What I saw in the consumer stdout was that its fetch responses were skipping offsets (this is in run https://buildkite.com/redpanda/redpanda/builds/14432#0182baf4-737e-4b49-9326-d58fe8abb2a5):
{"timestamp":1660999734132,"name":"records_consumed","count":2,"partitions":[{"topic":"topic","partition":0,"count":2,"minOffset":2975,"maxOffset":2976}]}
{"timestamp":1660999734153,"name":"offsets_committed","offsets":[{"topic":"topic","partition":0,"offset":2977}],"success":true}
{"timestamp":1660999738330,"name":"record_data","key":null,"value":"1.3444","topic":"topic","partition":0,"offset":2983}
{"timestamp":1660999738330,"name":"records_consumed","count":1,"partitions":[{"topic":"topic","partition":0,"count":1,"minOffset":2983,"maxOffset":2983}]}
This isn't code where it's checking producer's claims, it's just consuming the topic naively, and seeing a jump in the offsets returned by the server.

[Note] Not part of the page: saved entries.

PR #433, opened 2019-02-19
Compact Thredded initializer and some additional ground work surrounding user avatars

Manfred:
Move avatar URL logic the User and Pic model so we can use it directly in the Thredded configuration.

* Adds URL methods and predicate methods to test for existence to User and Pic.
* Adds a way to serve mocked uploaded files during request specs.
* Adds view helpers to generate a user avatar URL (will be used in upcoming PR).
* Adds `ImageVariant` to slowly move to a single truth for all image variant information (will be used more in upcoming PR).
* Compact Thredded initializer so it's a little more readable.


Manfred:
I tested this branch locally. It's probably a good idea to check the `pics` table in production to see if all of them have an `image/*` content-type before merging this change.

app/models/image_variant.rb
```diff
@@ -0,0 +1,38 @@
...
+    hq: [3000, 3000]
+  }.freeze
+
+  # Fit a variant inside these dimensions (width x height) to generate the variant.
+  def self.resize_to_fit(variant_name)
+    VARIANTS[variant_name.to_sym]
+  end
+
+  # Raises ArgumentError with explanation when the variant name does not exist.
+  def self.verify(variant_name)
```
sudara: What's the reasoning to have the error handling code here? It seems "fluffy" but maybe there's something I'm missing. For example, if we remove 25x25 variants, we can insure no place in the code is asking for variants of that size. If for some reason the code asks for an unlisted size, what's the benefit of the method blowing up in a "fancy" way vs. "normal"?

app/models/pic.rb
```diff
@@ -33,6 +33,16 @@ class Pic < ActiveRecord::Base
       "#{basename(attachment, style)}_#{style}"
     end
   end
+
+  # Returns true when this represents a usable picture.
+  def image_present?
+    pic_file_name.present? && pic_content_type.start_with?('image/')
```
sudara: Some more context around why this code will be needed might be nice. I'm guessing it's shimming for something coming?

config/initializers/thredded.rb
```diff
@@ -1,36 +1,22 @@
...
-# This is the column used to search for users' names if/when someone is @ mentioned.
+# Use User#login for the @mention syntax and to present the name of the user. Note that this column
+# must be unique.
 Thredded.user_name_column = :login
 
-# User display name method, by default thredded uses the user_name_column defined above
-# You may want to use :to_s or some more elaborate method
-#Thredded.user_display_name_method = :to_s
+# Configure the method name to fetch the current user.
+Thredded.current_user_method = :current_user
```
sudara: Thank you!

config/initializers/thredded.rb
```diff
@@ -1,36 +1,22 @@
...
-
-# User avatar URL. rb-gravatar gem is used by default:
-Thredded.avatar_url = ->(user) { user&.pic&.pic&.url(:album) || ActionController::Base.helpers.image_url('/default/o-pic_white.svg') }
-
-# ==> Permissions Configuration
-# By default, thredded uses a simple permission model, where all the users can post to all message boards,
-# and admins and moderators are determined by a flag on the users table.
+# Configure which URL to use for an avatar.
+Thredded.avatar_url = ->(user) {
+  user.avatar_url(variant: :album) || UsersHelper.no_avatar_path
```
sudara: `|| UsersHelper.no_avatar_path` is redundant here.

config/routes.rb
```diff
@@ -173,4 +173,11 @@
       get '/playlists/:id/:asset_id', :to => 'playlists#show', as: 'show_track_in_playlist'
     end
   end
+
+  if Rails.env.test?
+    # Paperclip serves its files from the public directory, something that does't work well
+    # with mocked uploaded files in feature specs. The files controller serves these files
+    # so we don't have to muck around in the Rack middleware stack to solve this.
+    get '/system/*path', to: 'test/files#show'
+  end
```
sudara: Interesting!

spec/models/user_spec.rb
```diff
@@ -56,6 +56,46 @@
...
+
+      it "knows the user does not have an avatar" do
+        expect(user.avatar_image_present?).to eq(false)
+      end
+
+      it "does not return a URL to a variant" do
+        expect(user.avatar_url(variant: :large)).to be_nil
+      end
+    end
+  end
```
sudara: Appreciating the coverage here.

app/models/image_variant.rb
Manfred: I guess I added this instinctively. It's mostly to help front-end focussed developers figure out what's going on when they have a typo in the variants. Otherwise they might get an exception from deep in the stack somewhere about something being `nil`. I can keep the code lean and remove this if you want.

app/models/pic.rb
Manfred: There was some defensive programming in the code `pic&.pic&.url` I believe. I was trying to replicate why this might be the case. I don't know why Paperclip would return `nil` in the second case. I could just change this to `pic.nil?`?

config/initializers/thredded.rb
Manfred: No, `user.avatar_url` will return `nil` when there is no avatar. See the spec below.

app/models/image_variant.rb
Manfred: One of the issue with Paperclip is that it will happily generate a URL to a non-existent 'style'.

```ruby
Pic.first.url(variant: :mew) #=>
  "https://d15x8imun0vkea.cloudfront.net/pics/1/construction_mew.jpg"
```

sudara: Ah gotcha! Usually I'd vote to keep things lean, but actually we've had a history of broken images and so on, so I'm happy for things to go a couple clicks more explicit. Thanks!

app/models/pic.rb
sudara: Gotcha, was just wondering why the content type was being checked. We'll be ok on production, it seems:

```
irb(main):005:0> Pic.where('pic_content_type not like "image/%"').count
=> 0
```

config/initializers/thredded.rb
sudara: Ah gotcha, I misread as `user_avatar_url` and was looking at the helper which has the same logic.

Looking on the server side, this jump corresponds with a hop between nodes.
The last contiguous read response was from docker-rp-5:
RedpandaService-0-140283699091472/docker-rp-5/redpanda.log:TRACE 2022-08-20 12:48:54,127 [shard 1] kafka - request_context.h:160 - [172.16.16.12:50054] sending 1:fetch response {throttle_time_ms=0 error_code={ error_code: none [0] } session_id=1073741824 topics={{name={topic} partitions={{partition_index=0 error_code={ error_code: none [0] } high_watermark=2977 last_stable_offset=2977 log_start_offset=0 aborted={nullopt} preferred_read_replica=-1 records={{size 87}}}}}}}
Then on docker-rp-12 a few seconds later we see this:
TRACE 2022-08-20 12:48:58,208 [shard 0] kafka - request_context.h:160 - [172.16.16.12:56206] sending 1:fetch response {throttle_time_ms=0 error_code={ error_code: none [0] } session_id=1 topics={{name={topic} partitions={{partition_index=0 error_code={ error_code: offset_out_of_range [1] } high_watermark=-1 last_stable_offset=-1 log_start_offset=-1 aborted={nullopt} preferred_read_replica=-1 records={{size 0}}}}}}}
TRACE 2022-08-20 12:48:58,329 [shard 0] kafka - request_context.h:160 - [172.16.16.12:56206] sending 1:fetch response {throttle_time_ms=0 error_code={ error_code: none [0] } session_id=1 topics={{name={topic} partitions={{partition_index=0 error_code={ error_code: none [0] } high_watermark=2984 last_stable_offset=2984 log_start_offset=2983 aborted={nullopt} preferred_read_replica=-1 records={{size 74}}}}}}}
It looks like during the movement the log_start_offset
has got bumped up to 2983. So now this looks like the server has prefix truncated the log incorrectly.
Interesting so we have several issues hidden behind the "Consumer failed to consume up to offsets" umbrella
The root cause in this issue is exactly the same as in #6076
@Lazin #6229 also fixes this, right?